WHAT TO WORK ON. All of the data needs to be repeated exactly.
--- DATA LISTING Enclosed Below ---
PR #11418, opened 2018-08-07
Added technical note related to Ansible version

ahardin-rh:
Added per discussion with @brenton

PR #11422, opened 2018-08-07
Added OCP 3.6 technical note related to Ansible version

ahardin-rh:
https://bugzilla.redhat.com/show_bug.cgi?id=1605180

3.7 fix: https://github.com/openshift/openshift-docs/pull/11418

### DIFF
--- a/release_notes/ocp_3_6_release_notes.adoc
+++ b/release_notes/ocp_3_6_release_notes.adoc
@@ -1468,6 +1468,18 @@ secrets or configuration maps.
 {product-title} 3.6 introduces the following notable technical changes.
 
 [discrete]
+[[3-6-use-ansible-version-that-ships-with-OCP]]
+=== Use the Ansible Version Shipping with {product-title}
+
+{product-title} 3.6 and 3.7 were developed and tested using Ansible 2.3, which
+ships in the {product-title} channels. Subsequently, the RHEL 7 Extras channel
+added Ansible 2.4, which has known issues with {product-title} 3.6 and 3.7. If
+you experience any problems with the installer, downgrade to Ansible 2.3 by
+running `yum downgrade ansible-2.3\*` See
+link:https://bugzilla.redhat.com/show_bug.cgi?id=1575063[*BZ#1575063*] for
+additional information.
+
+[discrete]
 [[ocp-pci-dss-compliance]]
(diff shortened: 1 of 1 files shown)


ahardin-rh:
@xltian Can you please provide a QE review? Thanks!

release_notes/ocp_3_6_release_notes.adoc
```diff
@@ -1467,6 +1467,18 @@ secrets or configuration maps.
...
+=== Use the Ansible Version Shipping with {product-title}
+
+Use the version of Ansible that ships in the {product-title} channels, version
+2.3, instead of the version that ships with RHEL. Later versions of
+{product-title} use the version from RHEL. However, on {product-title} 3.6, if
+you use Ansible 2.4, you can experience the memory allocation error described in
+link:https://bugzilla.redhat.com/show_bug.cgi?id=1575063[*BZ#1575063*]. To
+downgrade Ansible, disable the Ansible 2.4 channel and run `yum downgrade
+ansible-2.3*`.
+
```
jianlinliu: How about this:
Recommend to use the version of Ansible that ships in the {product-title} channels, version
2.3, instead of the version that ships in RHEL Extras channel. However, on {product-title} 3.6, if
you use Ansible 2.4, you can experience the memory allocation error described in
link:https://bugzilla.redhat.com/show_bug.cgi?id=1575063[*BZ#1575063*]. To
downgrade Ansible, disable the RHEL Extras channel and run `yum downgrade
ansible-2.3*`.

sdodson: Reading this again I can see how it can be confusing, perhaps something like this:

{product-title} 3.6 and 3.7 were developed and tested using Ansible 2.3 which ships in the {product-title} channels. Subsequently the RHEL 7 Extras channel added Ansible 2.4 which has known issues with {product-title} 3.6 and 3.7. If you experience any problems with the
installer please downgrade to Ansible 2.3 by running `yum downgrade ansible-2.3\*` Please see ink:https://bugzilla.redhat.com/show_bug.cgi?id=1575063[*BZ#1575063*] for additional information.


The problem wasn't introduced by us and is simply a side effect of RHEL shipping a newer package than we ship. Memory consumption is one problem we're aware of but there may be others that we just haven't found yet.

jianlinliu:
LGTM.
--- End of Enclosed DATA LISTING ---
ANSWER SPACE.
PR #11418, opened 2018-08-07
Added technical note related to Ansible version

ahardin-rh:
Added per discussion with @brenton

PR #11422, opened 2018-08-07
Added OCP 3.6 technical note related to Ansible version

ahardin-rh:
https://bugzilla.redhat.com/show_bug.cgi?id=1605180

3.7 fix: https://github.com/openshift/openshift-docs/pull/11418

### DIFF
--- a/release_notes/ocp_3_6_release_notes.adoc
+++ b/release_notes/ocp_3_6_release_notes.adoc
@@ -1468,6 +1468,18 @@ secrets or configuration maps.
 {product-title} 3.6 introduces the following notable technical changes.
 
 [discrete]
+[[3-6-use-ansible-version-that-ships-with-OCP]]
+=== Use the Ansible Version Shipping with {product-title}
+
+{product-title} 3.6 and 3.7 were developed and tested using Ansible 2.3, which
+ships in the {product-title} channels. Subsequently, the RHEL 7 Extras channel
+added Ansible 2.4, which has known issues with {product-title} 3.6 and 3.7. If
+you experience any problems with the installer, downgrade to Ansible 2.3 by
+running `yum downgrade ansible-2.3\*` See
+link:https://bugzilla.redhat.com/show_bug.cgi?id=1575063[*BZ#1575063*] for
+additional information.
+
+[discrete]
 [[ocp-pci-dss-compliance]]
(diff shortened: 1 of 1 files shown)


ahardin-rh:
@xltian Can you please provide a QE review? Thanks!

release_notes/ocp_3_6_release_notes.adoc
```diff
@@ -1467,6 +1467,18 @@ secrets or configuration maps.
...
+=== Use the Ansible Version Shipping with {product-title}
+
+Use the version of Ansible that ships in the {product-title} channels, version
+2.3, instead of the version that ships with RHEL. Later versions of
+{product-title} use the version from RHEL. However, on {product-title} 3.6, if
+you use Ansible 2.4, you can experience the memory allocation error described in
+link:https://bugzilla.redhat.com/show_bug.cgi?id=1575063[*BZ#1575063*]. To
+downgrade Ansible, disable the Ansible 2.4 channel and run `yum downgrade
+ansible-2.3*`.
+
```
jianlinliu: How about this:
Recommend to use the version of Ansible that ships in the {product-title} channels, version
2.3, instead of the version that ships in RHEL Extras channel. However, on {product-title} 3.6, if
you use Ansible 2.4, you can experience the memory allocation error described in
link:https://bugzilla.redhat.com/show_bug.cgi?id=1575063[*BZ#1575063*]. To
downgrade Ansible, disable the RHEL Extras channel and run `yum downgrade
ansible-2.3*`.

sdodson: Reading this again I can see how it can be confusing, perhaps something like this:

{product-title} 3.6 and 3.7 were developed and tested using Ansible 2.3 which ships in the {product-title} channels. Subsequently the RHEL 7 Extras channel added Ansible 2.4 which has known issues with {product-title} 3.6 and 3.7. If you experience any problems with the
installer please downgrade to Ansible 2.3 by running `yum downgrade ansible-2.3\*` Please see ink:https://bugzilla.redhat.com/show_bug.cgi?id=1575063[*BZ#1575063*] for additional information.


The problem wasn't introduced by us and is simply a side effect of RHEL shipping a newer package than we ship. Memory consumption is one problem we're aware of but there may be others that we just haven't found yet.

jianlinliu:
LGTM.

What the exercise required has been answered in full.